**RECORDS PROVIDED**

PR #3901, opened 2016-07-04
Moved the pipeline invocation runtime concern away from the startable endpoint

danielmarbach:
Moves the pipeline invocation runtime concern away from `StartableEndpoint` into dedicated responsibilities. 

### DIFF
--- a/src/NServiceBus.Core/InitializableEndpoint.cs
+++ b/src/NServiceBus.Core/InitializableEndpoint.cs
@@ -57,7 +57,7 @@ namespace NServiceBus
 
             await RunInstallers(concreteTypes).ConfigureAwait(false);
 
-            var startableEndpoint = new StartableEndpoint(settings, builder, featureActivator, pipelineConfiguration, new EventAggregator(settings.Get<NotificationSubscriptions>()), transportInfrastructure);
+            var startableEndpoint = new StartableEndpoint(settings, builder, featureActivator, pipelineConfiguration, new EventAggregator(settings.Get<NotificationSubscriptions>()), transportInfrastructure, criticalError);
             return startableEndpoint;
         }
 
@@ -99,7 +99,8 @@ namespace NServiceBus
         {
             Func<ICriticalErrorContext, Task> errorAction;
             settings.TryGet("onCriticalErrorAction", out errorAction);
-            container.ConfigureComponent(() => new CriticalError(errorAction), DependencyLifecycle.SingleInstance);
+            criticalError = new CriticalError(errorAction);
+            container.RegisterSingleton(criticalError);
         }
 
         void RunUserRegistrations(List<Action<IConfigureComponents>> registrations)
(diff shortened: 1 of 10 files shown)


src/NServiceBus.Core/InitializableEndpoint.cs
```diff
@@ -182,5 +183,6 @@ string GetInstallationUserName()
         PipelineConfiguration pipelineConfiguration;
         PipelineSettings pipelineSettings;
         SettingsHolder settings;
+        CriticalError criticalError;
```
timbussmann: what about `RegisterCriticalErrorHandler` returning the `criticalErrorHandler` instead of using a field? Looks like that field is only used within `Initialize` at first glance.

src/NServiceBus.Core/Pipeline/PipelineCollection.cs
```diff
@@ -8,13 +8,22 @@ namespace NServiceBus
 
     class PipelineCollection
     {
-        public PipelineCollection(IEnumerable<TransportReceiver> pipelines)
+        public PipelineCollection()
```
timbussmann: wouldn't it be cleaner to have something like a dedicated "dummy" collection for the send-only use case to avoid having 2 ctors and null checks in start/stop? (or `Add` pipelines to the collection instead of passing them in the ctor?)

src/NServiceBus.Core/Transports/TransportReceiver.cs
```diff
@@ -3,24 +3,24 @@ namespace NServiceBus
...
     class TransportReceiver
     {
         public TransportReceiver(
             string id,
-            IBuilder builder,
+            CriticalError criticalError,
             PushSettings pushSettings,
             PushRuntimeSettings pushRuntimeSettings,
-            Func<IBuilder, PushContext, Task> onMessage)
+            IPipelineInvoker pipelineInvoker,
```
timbussmann: this seems to touch with the recoverability changes, but I assume you have already checked that this won't have a significant impact?

timbussmann:
Like the proposed changes, added some comments.

danielmarbach:
The plan is to reimplement it with recoverability since we have some overlapp

src/NServiceBus.Core/Pipeline/PipelineCollection.cs
danielmarbach: Interestingly it uses less allocations with the null check than with a dummy collection that needs to be passed in from outside.

src/NServiceBus.Core/InitializableEndpoint.cs
danielmarbach: There is a whole bunch of field access going on in this class. So I decided to stick to that and align with the consistently bad approach ;)

timbussmann:
> The plan is to reimplement it with recoverability since we have some overlapp

so we can close this PR then?

danielmarbach:
New recoverability #3892 contains these changes. Closing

**DIRECTIONS**
Bring together all lines in the records where the word "class" is found.

**TASK ANSWER**
     class PipelineCollection
     class TransportReceiver
danielmarbach: There is a whole bunch of field access going on in this class. So I decided to stick to that and align with the consistently bad approach ;)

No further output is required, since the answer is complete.